Ike Ijeh considers an architect who managed to be both a humanist and a modernist
Oscar Niemeyer was the last of the generation of great Modernist architects who helped shape the world in which we live in today. The majority of his work may have been located in his native Brazil but the pristine, sculptural simplicity which became Niemeyer’s trademark helped define the Modern Movement for millions across the world. Like his contemporaries Mies van der Rohe and his idol Le Corbusier, Niemeyer’s architecture sought to overturn the unruly congested sprawl of the nineteenth century by creating a brave new world sanitised by efficient urbanism and rational design. But unlike Corbusier Niemeyer was a humanist, embellishing his buildings with a sensuous dynamism and fluidity of form that made them instantly comprehensible and humane in spite of their scale or significance.

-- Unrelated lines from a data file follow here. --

PR #7159, opened 2016-09-06
Fix assignment-only with reqmgr2 client

amaltaro:
Still checking whether it does not break other options.


amaltaro:
I tested request creation+assignment and assignment-only and it all works Ok.
@ticoann please merge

Niemeyer’s most enduring legacy will be Brasilia, the new capital he co-designed in the 1950s and 60s and in whose virtuoso constellation of iconic structures we find the core ingredients of his architecture. Sepulchral settings, gleaming white surfaces, dynamic structure and sculpted geometric forms combine to create a theatrically choreographed urban tableau of awesome expressive power. Brasilia’s buildings also celebrate the chief instrument of Nieyemer’s artistry: the curve. Here we see planes and surfaces contorted into a sinuous terrain of flowing arcs and swollen nodules, each one not only humanising his buildings but also gracefully resonant of the natural, organic landscapes that Niemeyer constantly sought to evoke throughout his career.

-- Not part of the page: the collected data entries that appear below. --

PR #7162, opened 2016-09-06
Set ProcStr and ProcVer for any task level - TaskChain

amaltaro:
Should have been made along #7130

Sorry @ticoann I was not expecting to hit problems here as well. I'll try to test it in my VM today.
If I don't manage, then I can cut a new tag tomorrow early in the morning, just send me an email with the PRs we need to merge

### DIFF
--- a/src/python/WMCore/WMSpec/WMTask.py
+++ b/src/python/WMCore/WMSpec/WMTask.py
@@ -1277,6 +1277,10 @@ class WMTaskHelper(TreeHelper):
         """
         if isinstance(procVer, dict):
             taskProcVer = procVer.get(self.name(), parentProcessingVersion)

A significant part of Niemeyer’s legendary status was the fact that he lived and worked to such an advanced age. Wren lived to the age of 90 and Frank Lloyd Wright managed the grand old age of 91 but few architects ever managed to survive to within one week of their 105th birthday. Moreover he continued designing well into his nineties, completing one his greatest buildings, Rio’s Niterói Contemporary Art Museum, a spectacular white saucer sprouting mushroom-like from a reflecting pool cast precariously against a rocky gorge, at the age of 89.

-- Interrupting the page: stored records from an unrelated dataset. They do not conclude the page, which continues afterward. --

PR #7165, opened 2016-09-07
Double destroy log

ericvaandering:
Look at Alex's change with the cleanup logging enabled.


amaltaro:
Wow, this one must be a real total destruction :-P

PR #7505, opened 2017-01-04
Throw an exception when accessing old SiteDB emulator

ericvaandering:
Run this as a test to figure out where we are using this still


amaltaro:
test this please

ericvaandering:
Not needed. Patch removing it is going in soon.

PR #7506, opened 2017-01-04
Wq with mock sitedb

ericvaandering:


ericvaandering:
@ticoann please merge

PR #7507, opened 2017-01-04
allow overflowing job to sites not in site white list

### LINKED ISSUE #7503: Submit failed to site that are not in drain
I was looking at https://cmst2.web.cern.ch/cmst2/unified/report/vlimant_task_JME-RunIISummer16DR80-00006__v1_T_170103_111641_3417 that failed submit from agent 303 and some of the sites are/were not in drain at any point other the past few days.

Could not trace anything in 303 logs, so there is something very fishy.

https://its.cern.ch/jira/browse/CMSCOMPPR-369

ticoann:
fixes #7503 @amaltaro, Alan please review

### DIFF
--- a/src/python/WMCore/JobSplitting/JobFactory.py
+++ b/src/python/WMCore/JobSplitting/JobFactory.py
@@ -190,6 +190,12 @@ class JobFactory(WMObject):
                         fileLocations = locSet
                         if len(self.siteWhitelist) > 0:
                             locSet = locSet & set(self.siteWhitelist)
+                            if len(locSet) == 0:
+                                # if there is no matching location in site whitelist,
+                                # select the current input file location
+                                # this allows overflowed jobs to be run again
+                                locSet = fileLocations
+                                
                         if len(self.siteBlacklist) > 0:
                             locSet = locSet - set(self.siteBlacklist)
 


ticoann:
test this please

amaltaro (commented):
Hi Seangchan, I don't think this change is needed and it shall not have any effect. The reasons are:
a) we only set the sitewhitelist for top level tasks, see https://github.com/dmwm/WMCore/blob/master/src/python/WMCore/WMSpec/WMWorkload.py#L501 , thus there is no previous task that was overflowed and that if should never be true.
b) CompOps operates on this mode for quite a long time already and it was not an issue.

Is there a GH issue reporting an actual problem? I'd guess the problem is somewhere else (maybe sites in down/drain).

ticoann:
Thanks Alan, Now I understand why we didn't see the problem before. Somehow the cloned workflow setting site whitelist for child task and that was causing the problem. I think patch is safe since the site white list filtering will happen in WQ. but the better option is we have to make sure site white list is empty for child task.

amaltaro:
Seangchan, to avoid these cloning problems that happen from time to time, how about we define a new CLONE mask with only the create requests? Here:
https://github.com/dmwm/WMCore/blob/master/src/python/WMCore/ReqMgr/Service/Request.py#L280

This would be a minor change on the CompOps scripts

ticoann:
I think we can provide "clone" api to OPs. so Ops don't have to do any thing special.
However, if child task shouldn't have site white list and black list in all the cases. I think we should reset everything when site white list is set for the safe side.

https://github.com/dmwm/WMCore/blob/master/src/python/WMCore/WMSpec/WMWorkload.py#L503

So setting every child tasks site white list to be empty

amaltaro:
Yes, a complete work would be providing a clone api that also accepts a json as input to overwrite values needed by Ops. Though the usability is not clear, since Ops would need to GET this request schema first, check what needs to be changed and post the changes to this reqmgr2 api.

> So setting every child tasks site white list to be empty

It's certainly a good idea to have this protection. However, I'd rather work on this issue:
https://github.com/dmwm/WMCore/issues/7133
to sort out all these possible cases.

amaltaro:
@ticoann based on the last comments, shall we close this one?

Niemeyer’s inordinately long career is a symptom of his repeatedly attested true love, not architecture but life. It is this humanist grounding that enables Niemeyer’s work to effortlessly straddle the void between monumentality and intimacy, a notoriously difficult gap for most architects, even great ones, to breach. And for all the sculptural vigour and dramatic composition for which his work is rightly celebrated, it his fundamental interpretation of architecture through the lens of the human experience that will enable his legacy to endure throughout the many generations to come.